The Rich Man’s House – Andrew McGahan

Perhaps not Andrew McGahan’s best – it’s hard to go past his first, Praise, or his Miles Franklin winner, The White Earth, for that – but his final book, published eight months after his tragically early death from cancer, is a riveting and strange haunted-house mystery set on a mountain emerging from the sea hundreds of kilometres south of Tasmania. All of McGahan’s books were different but they invariably reflected his interests in extreme weather, houses, nature and the sea. Walter Richman is the only man to have conquered the world’s highest peak and has now built an architect-designed home on an adjacent outcrop. When the late architect’s estranged daughter visits the house to see the completed project, she senses a restless presence that is gradually threatening the lives of everyone present. But why and how?

Room for a Stranger – Melanie Cheng

Doctor, short-story writer (Australia Day) and now novelist Melanie Cheng has produced a sensitive story about the unlikely encounter between Meg, a woman in her 70s, and her new lodger, university student Andy from Hong Kong. When he moves in – she lives alone with only her parrot for company – it changes them both and how they negotiate the other critical relationships in their lives. This is a gentle book with a serene quality – no bombast or tricks here – that is compassionate, moving and, in the end, profoundly uplifting.

The encounter between Meg and Andy in Melanie Cheng’s novel changes them both.Credit:Penny Stephens

Agent Running in the Field – John le Carre

He may be 88, but the great spy writer has lost nothing of his fierce love for his country. His 25th novel crosses familiar territory of loyalty, love and betrayal and burns with a distaste for current American and British politics and a specific anger at his country’s imminent exit from the European Union. Nat, a 25-year veteran of the intelligence service, is running a section for agents and Russian defectors past their use-by date. But then word comes of possibly reactivated Russian moles and Western defections.

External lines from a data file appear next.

PR #414, opened 2025-03-13
feat(bidiff-squashfs): add diff command to cli

TheButlah:


bidiff-squashfs/cli/src/main.rs
```diff
@@ -63,8 +65,26 @@ fn main() -> Result<()> {
...
+        .new_path(&args.top)
+        .new(&top_contents)
+        .out(&mut out_writer)
+        .diff_params(&DiffParams::default())
+        .call()
+        .wrap_err("failed to perform diff")?;
+    out_writer
+        .into_inner()
+        .wrap_err("failed to flush buffered writer")?
+        .flush()
```
alekseifedotov, line 86: why is it need to be flushed? It should do that automatically when destroyed, shouldn't it?

alekseifedotov (approved):

bidiff-squashfs/cli/src/main.rs
TheButlah: yes, files are synced when they go out of scope. But that won't propagate errors.

TheButlah: Update: `.flush()` on a `std::fs::File` is a no-op, because they are not buffered. I should have used `sync_all()`. 
Screenshot 2025-03-13 at 16 11 38

PR #419, opened 2025-03-17
feat(location): FM-403-orbsoft-location-pkg

paulquinn00:
- Cargo toml deb target 
- debian service files


location/debian/fleet-cmdr.worldcoin-fleet-cmdr.service
```diff
@@ -0,0 +1,13 @@
+[Unit]
+Description=Worldcoin Orb Location info gatherer
+
+[Service]
+Type=simple
+ExecStart=/usr/local/bin/orb-location
```
Michael-Preibisch, line 6: Nice 🚀 We'll need to pass args to `orb-location`, I will add it to this PR

PR #423, opened 2025-03-19
Revert "feat: Orb-Location (wifi + cell location daemon binary)"

TheButlah:
Reverts worldcoin/orb-software#416


TheButlah:
hmm, I was hoping I could fix the authorship with a normal revert, but its not sufficient to fix it 😢

PR #424, opened 2025-03-19
refactor(cellcom): break into multiple crates

TheButlah:
Right now, google API code, quectl hardware wrapper, and wpa supplicant wrappers all exist in the same crate. This PR breaks out these domain-specific and independent apis into their own crates, and introduces `orb-location` to serve as the main application/location for business logic. This will empower the fleet management team to own the business logic and daemon, while keeping some of the device specifics (in particular wpa supplicant and the cellcom stuff) separately maintained.


TheButlah:
Merging so that the fm team has this stuff ready by beginning of day tomorrow, with (hopefully) minimal disruption

PR #434, opened 2025-03-20
feat(bidiff-squashfs): Implement new command to diff entire OTAs

TheButlah:
rebased on #436 

The process of crafting a bidiff ota has proven to be annoying and manual, and is bottle-necking my testing. This new command will automate the process.

In the worst case, we can use this to produce OTAs by hand, instead of in CI. Even if long term we use CI, producing them locally seems useful regardless, for testing and development.


TheButlah:
Closed and deleted in favor of incrementally merging PRs as I build it.

PR #435, opened 2025-03-21
feat(s3-helpers): implement list_prefix

TheButlah:
Introduces the orb-s3-helpers crate to consolidate some common s3 related code between orb-hil and orb-bidiff-squashfs-cli.

Also introduces localstack for testing operations against s3, and implements list_prefix which will be used as part of orb-bidiff-squashfs-cli to download directories of s3 objects.

### DIFF
--- a/s3-helpers/src/client.rs
+++ b/s3-helpers/src/client.rs
@@ -1,0 +1,65 @@
+use aws_config::{
+    meta::{credentials::CredentialsProviderChain, region::RegionProviderChain},
+    retry::RetryConfig,
+    stalled_stream_protection::StalledStreamProtectionConfig,
+    BehaviorVersion,
+};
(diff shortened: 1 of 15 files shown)


s3-helpers/src/client.rs
```diff
@@ -0,0 +1,65 @@
...
+use futures::TryStream;
+use tracing::info;
+
+use crate::s3_url_parts::S3Uri;
+
+const TIMEOUT_RETRY_ATTEMPTS: u32 = 5;
+
+/// Helper function for setting up aws credentials.
+pub async fn client() -> Result<aws_sdk_s3::Client> {
+    let region_provider = RegionProviderChain::default_provider().or_else("us-east-1");
```
AlexKaravaev, line 18: nit: we might want to put "us-east-1" into constants above?

AlexKaravaev (approved):

PR #442, opened 2025-03-26
feat(bidiff-squashfs): implement diffing plan, clean up fetching

TheButlah:
In order to diff the OTA, we need to go through all the files and generate a plan of action. This PR introduces this plan. I tried to write tests where I could. More could still be tested but its late and I'm running out of time.

It also cleans up some of the file fetching a little bit.

Example command to test:
```bash
cargo run -p orb-bidiff-squashfs-cli -- ota \
  --base ota://0.0.0-thebutlah.7176dea6+7176dea.2503182117.dev \
  --top ota://0.0.0-thebutlah.48fff015+48fff01.2503181807.dev \
  --out ~/P/patch \
  --download-dir ~/ota
```


TheButlah:
Tested manually, there was a small bug. I've pushed the changes to correct it and have now marked the PR as manually tested.

bidiff-squashfs/cli/src/lib.rs
```diff
@@ -11,6 +12,34 @@ pub async fn is_empty_dir(d: &Path) -> Result<bool> {
     Ok(tokio::fs::read_dir(d).await?.next_entry().await?.is_none())
 }
 
+trait PathExt {
```
alekseifedotov, line 15: Why is this needed? Why not call `tokio::fs::metadata` and then figure out that the objest is a directory and exists? 

Above there is code:
```
        assert!(d.is_dir_async().await, "{d:?} was not a directory");
        assert!(d.exists_async().await, "{d:?} does not exist");
```

Which will call `tokio::fs::metadata` twice, for no reason.

alekseifedotov (dismissed):
What is a use-case for diffing two OTAs with a CLI tool? I thought that the plan was to diff individual files and do that lazily on the server side.

bidiff-squashfs/cli/src/lib.rs
TheButlah: That's exactly what PathExt does, it's just convenience to be able to call that functionality using `var.func()` instead of `func(var)`

TheButlah: The asserts are redundant but that is intentional, I wanted to asset any preconditions.

TheButlah:
We need a tool we can run locally without CI, so that we can develop for the update agent. Not only that, getting the backend up would also take time.

My approach here is to optimize for local development, so that I can continue to test the update agent and finish it's implementation, and later incorporate this code into the backend.

bidiff-squashfs/cli/src/lib.rs
valff: Agree with @alekseifedotov, those methods are way too simple to justify introduction of an extension trait. For example `is_dir_async` can be written as:

```
fs::metadata(self).await.is_ok_and(|x| x.is_dir())
```

Which is IMO clearer than a new method.

And additionally I agree that this way we can reuse the Metadata object.

valff:
Is this an unfinished PR? Because `execute_plan` still has a `todo!()` call?

TheButlah:
These PRs are incremental, yes. I'm merging as I develop.

bidiff-squashfs/cli/src/lib.rs
TheButlah: That is significantly more boilerplate for no practical win. All the tests would need that boilerplate. This isn't high performance code.

The same mentality is used other places, for example I copy and allocate in many places to be more ergonomic and sacrifice performance. See the hashset and hashmap stuff for example.

I'll make the changes here, but overall it's important to contextualize the actual performance needs of the software.

TheButlah: fixed, I've deleted PathExt

valff (approved):

PR #419, opened 2021-02-28
fwk/fwk_log.c: fix erroneous check preventing log drain from working

yaronm-hailo:
The condition that ensures `fwk_log_stream` is only set if `fwk_io_open` succeeds
is wrong - it only set `fwk_log_stream` if `fwk_io_open` failed.

### DIFF
--- a/framework/src/fwk_log.c
+++ b/framework/src/fwk_log.c
@@ -55,7 +55,7 @@ int fwk_log_init(void)
         fwk_log_stream = fwk_io_stdout;
     else if (!fwk_id_is_equal(FMW_LOG_DRAIN_ID, FWK_ID_NONE)) {
         status = fwk_io_open(&stream, FMW_LOG_DRAIN_ID, FWK_IO_MODE_WRITE);
-        if (!fwk_expect(status == FWK_SUCCESS))
+        if (fwk_expect(status == FWK_SUCCESS))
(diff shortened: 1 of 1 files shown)


nicola-mazzucato-arm (commented):
Hi @yaronm-hailo , thanks for spotting this. Would you be able to provide a bit more information on how you find this issue? Many thanks

yaronm-hailo:
@nicola-mazzucato-arm I was trying to change the firmware logging interface to a different stream instead of to stdout.
To do so, I defined `FMW_LOG_DRAIN_ID` in my `fmw_io.h` to something different than `FMW_IO_STDOUT_ID`.
Then, on boot when the FW prints the first character to the logger (when writing the scp firmware logo banner), I was getting an assertion failure in `fwk_io_putch` in the check that `(stream != NULL)`.
And `fwk_log_stream` was indeed `NULL` because of the bug this patch fixes.

CJKay (approved):

tarek-arm:
Jenkins: OK to test

nicola-mazzucato-arm:
thank you @yaronm-hailo for the details. will merge soon.

nicola-mazzucato-arm:
Jenkins: ok to test

nicola-mazzucato-arm (approved):

PR #422, opened 2021-03-04
Topic/cmake qa v1

girishpathak:
This change is part of a larger CMake patch set, which will be introduced in the coming weeks. The main commit is the "cmake: Introduce the skeletal CMake build system" which introduces cmake skeletal build system for this project.

Note: this is just a partial commit from CMake patch set and only done so that we can verify forthcoming patches on CI.

### DIFF
--- a/.clang-format
+++ b/.clang-format
@@ -1,4 +1,3 @@
----
 BasedOnStyle: Chromium
 AlignAfterOpenBracket: AlwaysBreak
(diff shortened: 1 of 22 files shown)


girishpathak:
jenkins: ok to test

nicola-mazzucato-arm (approved):

nicola-mazzucato-arm:
Jenkins: ok to test

PR #423, opened 2021-03-04
Cmake multi tool v1

girishpathak:
This change is part of a larger CMake patch set, which will be introduced in the coming weeks. 

This PR adds some misc feature to CMake build system

Notably 
- Sets default build to release
- Adds C standards and C11 plus extensions
- Multi-toolchain support

Note: this is just a partial commit from CMake patch set and only done so that we can verify forthcoming patches on CI.

### DIFF
--- a/CMakeLists.txt
+++ b/CMakeLists.txt
@@ -20,6 +20,23 @@ project(
     LANGUAGES NONE)
 
 #
+# Configure the default build type to be "Release". We choose to default to a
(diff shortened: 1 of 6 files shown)


girishpathak:
jenkins: ok to test

nicola-mazzucato-arm (approved):

nicola-mazzucato-arm:
Jenkins: ok to test

PR #424, opened 2021-03-04
Cmake core v1

girishpathak:
This PR adds core CMake build support for the SCP firmware. However, note that this PR doesn't enable the building of any of the firmware targets.  Subsequent patches will be added in the coming weeks which will first support the building of the modules of the SCP firmware and later the actual firmware targets which will then finally enable the building of the platform-specific firmware binaries.  Also intended is a document that would explain how to build SCP firmware using CMake.


girishpathak:
jenkins: ok to test

nicola-mazzucato-arm (approved):

nicola-mazzucato-arm:
Jenkins: ok to test

PR #427, opened 2021-03-09
Cmake arch target v01

girishpathak:
This PR brings futher changes which are part of overall CMake build system change for the SCP-Firmware.

Mainly, it adds.

1) 'host' build support along with stdio module build support.
2) Building of arch/arm/armv7m target.
3) And other features (Generating Map files and flat binary file generation).


nicola-mazzucato-arm (approved):

nicola-mazzucato-arm:
Jenkins: ok to test

PR #429, opened 2021-03-11
apremap: fix 2 GiB range check

vijayenthiran-arm:
The function that checks whether the address is above 2 GiB incorrectly
checks if the address is between 1 GiB and 2 GiB. Fix this.

Change-Id: I2d2a7a785a8d098a507a650f1b0db2cc2842f56c


nicola-mazzucato-arm (approved):

nicola-mazzucato-arm:
Jenkins: ok to test

PR #434, opened 2021-03-15
cmn700: exclude CCG devices when calculating external rnsam count

vijayenthiran-arm:
CMN-700 has new device type CCG which act as CXL gateway in addition to
CXRH, CXHA, CXRA (CCIX Gateway blocks). Exclude CCG device from the
count of devices that contain RNSAM table.

Change-Id: Ie253dcd40a7215c84a956d5978a7af8ebcc1c297


tarek-arm:
Jenkins: OK to test

nicola-mazzucato-arm (approved):

PR #436, opened 2021-03-16
cmake: product/juno

girishpathak:
This change adds CMake build system support for product/juno

Please note that firmware targets do not use libRTX_CM3.a
or RTX_CM3.lib, instead in CMake build, the library
is built using sources.

Change-Id: Iefcad29d75fc240237295295f224278254cdc9fd


tarek-arm:
Jenkins: OK to test

nicola-mazzucato-arm (approved):

PR #437, opened 2021-03-16
cmake: product/rdv1

girishpathak:
This change adds CMake build support for rdv1 platform.

Please note that firmware targets do not use libRTX_CM3.a
or RTX_CM3.lib, instead in CMake build, the library
is built using sources.

Change-Id: If5528341e9380a5c0e53b8d11ce905089ddf6bd4


nicola-mazzucato-arm:
Jenkins: ok to test

PR #444, opened 2021-03-18
scmi: fix psci protocol-count assertions

HelloGravity:
I got assertion errors when trying to work with mod_scmi with a PSCI agent with `protocol_count=0`.

It turned out the assertion itself has a bug, it does not allow `scmi_ctx.protocol_count` to be equal to `scmi_ctx.config->dis_protocol_count_psci`.

The reason for the assertion is so that the subtraction `scmi_ctx.protocol_count - scmi_ctx.config->dis_protocol_count_psci` would not be negative. But no reason it cannot be 0.

It worked after fixing these 2 assertions.


AhmedImbabyGadallah:
Hello,
I don't think it is valid to have an agent with no protocols configured for it. What is the use case for this?

tarek-arm:
Jenkins: Ok to test

PR #476, opened 2021-05-24
CMN-700 features update

vijayenthiran-arm:
This pull request adds the following three features to CMN-700 module:

- add support to configure additional non-hash mem regions
- update root node offset calculation for bigger mesh

Additionally there's a minor fix when checking the base address and size alignment.


nicola-mazzucato-arm:
Jenkins: ok to test

nicola-mazzucato-arm (approved):

PR #479, opened 2021-05-26
Add mcp ram firmware support for RD-N2 

shriram-k-arm:
This patch series adds support for mcp ramfw for RD-N2 product


nicola-mazzucato-arm:
Jenkins: ok to test

nicola-mazzucato-arm (approved):

PR #71, opened 2018-07-17
UI: Row Change

teddyrendahl:
## Description

Load each row from a preconfigured `.ui` file instead of creating the entire widget in code. This leads to a better separation of "ui" code and actual "lightpath" logic. The overall PR actually adds lines of code, but if you look by making the UI file I was able to delete quite a few lines of actual Python code. The new UI file also makes the following changes. 
* Buttons are stacked vertically
* Prefix and alias are stacked vertically
* Each device is separated by a horizontal line
* Improvements to layout specification to handle different screen sizes

This was going to part of a large PR that included `Typhon` screens but I've gone back and forth too many times on that implementation and chose just to push this snippet as its own entity.

screen shot 2018-07-16 at 6 33 04 pm

### DIFF
--- a/lightpath/ui/device.ui
+++ b/lightpath/ui/device.ui
@@ -1,0 +1,202 @@
+<?xml version="1.0" encoding="UTF-8"?>
+<ui version="4.0">
+ <class>Form</class>
+ <widget class="QWidget" name="Form">
+  <property name="geometry">
+   <rect>
+    <x>0</x>
+    <y>0</y>
+    <width>620</width>
+    <height>94</height>
+   </rect>
+  </property>
+  <property name="windowTitle">
+   <string>Form</string>
+  </property>
+  <layout class="QVBoxLayout" name="verticalLayout">
+   <property name="spacing">
+    <number>5</number>
+   </property>
+   <property name="leftMargin">
+    <number>0</number>
+   </property>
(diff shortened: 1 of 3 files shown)


ZLLentz:
I'm a fan of the reorganization to make and edit the rows as .ui files. I'm still not fond of making the action buttons laid out vertically because it makes the application less intuitive to use from a muscle memory standpoint. It's much better to have an insert column and a remove column because the scrolling is vertical.

As laid out here, the insert and remove buttons are actually changing places as we scroll down the screen.

teddyrendahl:
screen shot 2018-07-17 at 3 44 06 pm

## Changes
* I placed the buttons to be next to each other horizontally
* In order to make the spacing consistent now the `insert` and `remove` buttons will **always** be there, we just make sure to enable and disable them. This helps everything stay nice and consistent.
* Did some maintenance work on moving more items to the device widget where it belongs.

ZLLentz:
Looks better, I like the enable/disable solution. Not crazy about the wasted space, I wonder if it's worth having a compact mode... I'd like to be able to see a large swath of the beamline at once to scan for the blocking device. Maybe a separate issue.

How does this fit in with setting an attenuation on the screen? Or is that all going to be through typhon?

PR #72, opened 2018-07-18
UI: Beamline

teddyrendahl:
## Description

Part of the transformation to making the UI look more like the old system. We now create a mock "drawing" of the beamline that lights up according to the device state and whether the beam is being transmitted or not.

screen shot 2018-07-18 at 2 44 47 pm

### DIFF
--- a/lightpath/tests/test_widgets.py
+++ b/lightpath/tests/test_widgets.py
@@ -3,8 +3,7 @@ from unittest.mock import Mock
 import pytest
 
 import lightpath.ui
-from lightpath.ui.widgets import state_colors
-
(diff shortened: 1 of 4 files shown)


hhslepicka:
Nice design... quick question... is there a case where the name on top is different than the name under it? E.g. FEE Valve 1 and (Fee Valve 1)

teddyrendahl:
@hhslepicka Should have shared what the version on live devices looks like. That will be the PV prefix for real devices. I don't put it there in the simulation so I don't get them confused 😉

hhslepicka:
Awesome! Thank you for the reply @teddyrendahl ! ;)

PR #76, opened 2018-07-19
ENH: Filter Options

### LINKED ISSUE #67: Ability to hide removed devices from table
## Expected Behavior

In the most common mode of operation beamline operators should only be concerned with devices that are not removed from the beamline. This helps with the current information overload of the current screen.

### LINKED ISSUE #73: Hide widgets instead of removing them
## Expected Behavior

Disconnecting and reconnecting widgets is expensive. We should only delete them if we are confident we won't want them again in the near future. This is largely for when you show / hide the upstream devices along a beamline

teddyrendahl:
## Description

A bunch of helpful navigation widget options. You can now:
* Force scroll to an arbitrary device
* Force scroll to the most upstream blocking device
* Hide devices that are removed from the beam
* Hide devices based on their class

I also implemented the `upstream` filter in the more general structure now. This means we **only** disconnect / reconnect to widgets when we switch beamlines. Avoid loading the entire beampath whenever possible!

## Motivation and Context

Closes #73 
Closes #67 

## How Has This Been Tested?

Added tests for all new functions

screen shot 2018-07-19 at 4 26 01 pm

### DIFF
--- a/lightpath/ui/gui.py
+++ b/lightpath/ui/gui.py
@@ -8,6 +8,7 @@ import os.path
 
 import numpy as np
 import pcdsdevices.device_types as dtypes
+from pcdsdevices.valve import PPSStopper
 from pydm import Display
 from pydm.PyQt.QtCore import pyqtSlot, Qt
 from pydm.PyQt.QtGui import QHBoxLayout, QGridLayout, QCheckBox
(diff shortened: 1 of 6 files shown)


lightpath/ui/gui.py
```diff
@@ -1,14 +1,18 @@
 """
 Full Application for Lightpath
 """
+from functools import partial
 import logging
 import threading
 import os.path
 
+import numpy as np
+from pcdsdevices.device_types import *  # noqa
```
ZLLentz: `*` imports are the devil, but we'll let it slide... though it's odd to have style rules that get dumped when it's convenient.

teddyrendahl: Yeah. I wanted to avoid two giant lists imports and then accepted classes, this felt cleaner. You disagree?

ZLLentz: It's slightly messier, but I would prefer something like:
```
import pcdsdevices.device_types as dtypes
shown_types = [dtypes.Attenuator, dtypes.IPM, dtypes.XFLS, ...]
```
So it's clear where the classes in `shown_types` come from.

ZLLentz: The fact that you need to `# noqa` it is a nudge that it's making your code less clear

teddyrendahl: Good point. Didn't think to shorten. Will change

teddyrendahl:
Fixed the imports, added a test. Nothing too controversial. Will merge if no complaints.

ZLLentz:
:+1:

PR #79, opened 2018-07-31
ENH: Add version command to lightpath

teddyrendahl:
## Description

Needed to stretch my legs with a real easy PR today. Added the `--version` option to the `lightpath` startup script. Useful to tell where and which `lightpath` module you'll be using when you enter the command.

## Motivation and Context

@hhslepicka

### DIFF
--- a/bin/lightpath
+++ b/bin/lightpath
@@ -5,8 +5,8 @@ import coloredlogs
 
 import happi
 import pydm
+
 import lightpath
-from lightpath import LightController
 from lightpath.ui import LightApp
 
 DEVICE_CONFIG = '/reg/g/pcds/pyps/apps/hutch-python/device_config/db.json'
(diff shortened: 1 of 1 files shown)


bin/lightpath
```diff
@@ -5,6 +5,7 @@ import coloredlogs
 
 import happi
 import pydm
+import lightpath
```
ZLLentz: Your `lightpath` imports are starting to look a bit messy up here

ZLLentz:
```
import lightpath
from lightpath import LightController
from lightpath.ui import LightApp
```

teddyrendahl:
Better @ZLLentz?

ZLLentz:
:+1: It wasn't a huge deal as-is, but these things can get out of hand quickly

PR #86, opened 2018-09-13
FIX: Multiple Hidden Conditions

### LINKED ISSUE #81: Removed devices / upstream devices fight each other
We need to make sure that if you multiple filters on, clearing one will still respect the others.

For example:

```
1. Hide upstream devices, these are all hidden.
2. Hide removed devices
3. Un-hide removed devices. -> This third call can not cause upstream devices to be visible.
```

teddyrendahl:
## Description

There was a bug where multiple hidden conditions would override each other. This behavior was rather unintuitive. For a widget to be visible it should have to meet all the selected criteria not just one. This PR consolidates the hidden logic into a single `filter` function which is then triggered by all the buttons.

## Motivation and Context

Closes #81 

## How Has This Been Tested?

* Modified test suite for new filtering functions
* Added a check for multiple filtering functions being active simultaneously

### DIFF
--- a/lightpath/ui/gui.py
+++ b/lightpath/ui/gui.py
@@ -53,6 +53,7 @@ class LightApp(Display):
         self.light = controller
         self.path = None
         self.detail_screen = None
+        self.device_buttons = dict()
         self._lock = threading.Lock()
         # Create empty layout
         self.lightLayout = QHBoxLayout()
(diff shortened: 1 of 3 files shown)


lightpath/ui/gui.py
```diff
@@ -273,28 +280,24 @@ def focus_on_device(self, name=None):
...
+            hidden_removed = (not self.remove_check.isChecked()
+                              and row[0].last_state == DeviceState.Removed)
+            # Hide if upstream
+            beamline = self.selected_beamline()
+            hidden_upstream = (not self.upstream_check.isChecked()
+                               and device.md.beamline != beamline)
+            # Hide device if any of the criteria are met
+            row[0].setHidden(hidden_device_type
+                             or hidden_removed
+                             or hidden_upstream)
```
ZLLentz: quick reminder that if this gets any bigger you may favor the `any` built-in instead of using an `or` chain

PR #90, opened 2018-10-09
BLD: Pin typhon to <=2.1

teddyrendahl:


teddyrendahl:
Will do. Putting this as a reminder myself largely!

PR #94, opened 2019-03-28
FIX: Include all ui files in package

teddyrendahl:
Classic bug! Unfortunately this one snuck into a release. Not packaging `.ui` files properly...


teddyrendahl:
Rebased to pin `typhon` version instead of patching.

PR #95, opened 2019-06-26
CI: Install xvfb as a Travis service

teddyrendahl:


.travis.yml
```diff
@@ -15,23 +19,19 @@ matrix:
         env:
            - PCDS_CHANNEL=pcds-dev
       - python: 3.7
-        dist: xenial
         sudo: true
         env:
            - PCDS_CHANNEL=pcds-tag
       - python: 3.7
-        dist: xenial
         sudo: true
```
klauer: Remove all `sudo: true`, along with the call to `apt-get update` below

PR #100, opened 2020-03-18
MNT: Compat with Latest Happi

ZLLentz:
## Description

Happi enforces that `name` must be a valid Python identifier now. I did a sloppy find/replace so that the tests pass again.

### DIFF
--- a/lightpath/tests/path.json
+++ b/lightpath/tests/path.json
@@ -1,6 +1,6 @@
 {
-    "FEE Valve 1": {
-        "_id": "FEE Valve 1",
+    "fee_valve1": {
+        "_id": "fee_valve1",
         "active": true,
         "args": [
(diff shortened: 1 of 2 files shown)


ZLLentz:
I think there is something funky going on with loading devices with invalid fields, while loading devices with missing fields seems to be okay...

hhslepicka:
@ZLLentz I think as long as you don't try to set the fields with an invalid value it is okay.
`save` would get the missing required fields but at instantiation it will barf if the value does not meet the required format.

ZLLentz:
@hhslepicka then maybe the name field is special (because it is doubling as the id_ field?). Loading a database with an invalid name does not work.

ZLLentz:
Unless some local saving is happening in this testing suite

PR #103, opened 2020-03-23
REF: lightpath script -> entry point

klauer:
Also pep8 and isort fixes

Untested locally

### DIFF
--- a/lightpath/launcher.py
+++ b/lightpath/launcher.py
@@ -13,7 +13,8 @@ DEVICE_CONFIG = '/reg/g/pcds/pyps/apps/hutch-python/device_config/db.json'
 
 logger = logging.getLogger('lightpath')
 
-def main(db, hutches):
+
+def lightpath(db, hutches):
     """
     Open the lightpath user interface for a configuration file
 
@@ -34,7 +35,7 @@ def main(db, hutches):
     app.exec_()
 
 
-if __name__ == '__main__':
+def main():
     # Create ArgumentParser
     parser = argparse.ArgumentParser(description='Launch the Lightpath UI')
     parser.add_argument('--db', dest='db', type=str,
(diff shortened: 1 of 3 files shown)


lightpath/launcher.py
```diff
@@ -4,16 +4,16 @@
 import coloredlogs
 
 import happi
-import pydm
-
 import lightpath
+import pydm
```
ZLLentz: This is now the wrong sort order. The original order was correct. I'm not very pleased with isort based on this and other instances...

lightpath/tests/conftest.py
```diff
@@ -1,16 +1,17 @@
...
-from ophyd.utils import DisconnectedError
 
+import happi
 import lightpath
 from lightpath import BeamPath
+from ophyd import Component as Cpt
+from ophyd import Device, Kind
+from ophyd.signal import AttributeSignal
+from ophyd.status import DeviceStatus
+from ophyd.utils import DisconnectedError
```
ZLLentz: This is again the wrong sort order, unless I misunderstand the rules? I'm going to stop and look them up again...

ZLLentz: Yes, this is definitely wrong. Stuff like `ophyd` are third-party imports, not local imports. https://www.python.org/dev/peps/pep-0008/#imports

lightpath/tests/test_widgets.py
```diff
@@ -1,11 +1,11 @@
...
 
-from ophyd import Device
 import pytest
 
 import lightpath.ui
-from lightpath.ui.widgets import (state_colors, to_stylesheet_color,
-                                  symbol_for_device)
+from lightpath.ui.widgets import (state_colors, symbol_for_device,
+                                  to_stylesheet_color)
+from ophyd import Device
```
ZLLentz: Another botched import order

ZLLentz:
I stopped commenting on all of them, but `isort` seems to get it very wrong because it cannot properly differentiate between a `third-party` library and a `local` library.

ZLLentz:
Code looks good though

Le Carre has his imitators, but it’s hard to improve on the real thing.

Stalingrad – Vasily Grossman

Published for the first time in English this year, Stalingrad is Vasily Grossman’s massive prequel to his masterful Life and Fate. It loses nothing in comparison with the later book as Grossman brings all his humanity and experience as a journalist reporting on the war to his panoramic account of the crucial World War II battle. It’s not all focused on the forces of history, however. Like Tolstoy, Grossman’s novelist eye is on his characters and their own struggles to survive: on the mothers, fathers, sons and daughters; on the individuals often ignored in histories without whom there would be no history. It’s a book to immerse yourself into – nearly 900 pages long – but its rewards are substantial.

Christos Tsiolkas offers a fascinating picture of early Christians and their world.Credit:Eddie Jim

Damascus – Christos Tsiolkas

Here’s a surprise. Christos Tsiolkas does the early Christians through the figure of Saul of Tarsus, initially their persecutor who, after his experiences on the road to Damascus, became an apostle of Jesus and is better known as St Paul, writer of various epistles in the New Testament and driving force behind those waiting for the second coming. Along the way we meet Lydia, said to be the first convert to Christianity; Timothy, to whom much of Paul’s writing was addressed; and Thomas, who in Tsiolkas’ version is Jesus’ brother and rather more than a simple doubter. It’s a violent, brutal world and Tsiolkas does not spare the reader, but it’s also a deeply researched, crafted fictional world created by one of Australia’s greatest literary talents.

The Wall – John Lanchester

At the heart of John Lanchester’s fifth novel is a question for our times: What will the world we leave for future generations look like? It is set years after The Change, an event that has devastated Britain and the rest of the world, and Joseph Kavanagh is starting a stint on the National Coastal Defence Structure, which has been built to keep "the Others" – those who live outside the country – from storming over the wall. The issues of intergenerational fairness and climate change drive this dystopic novel from the always interesting Lanchester.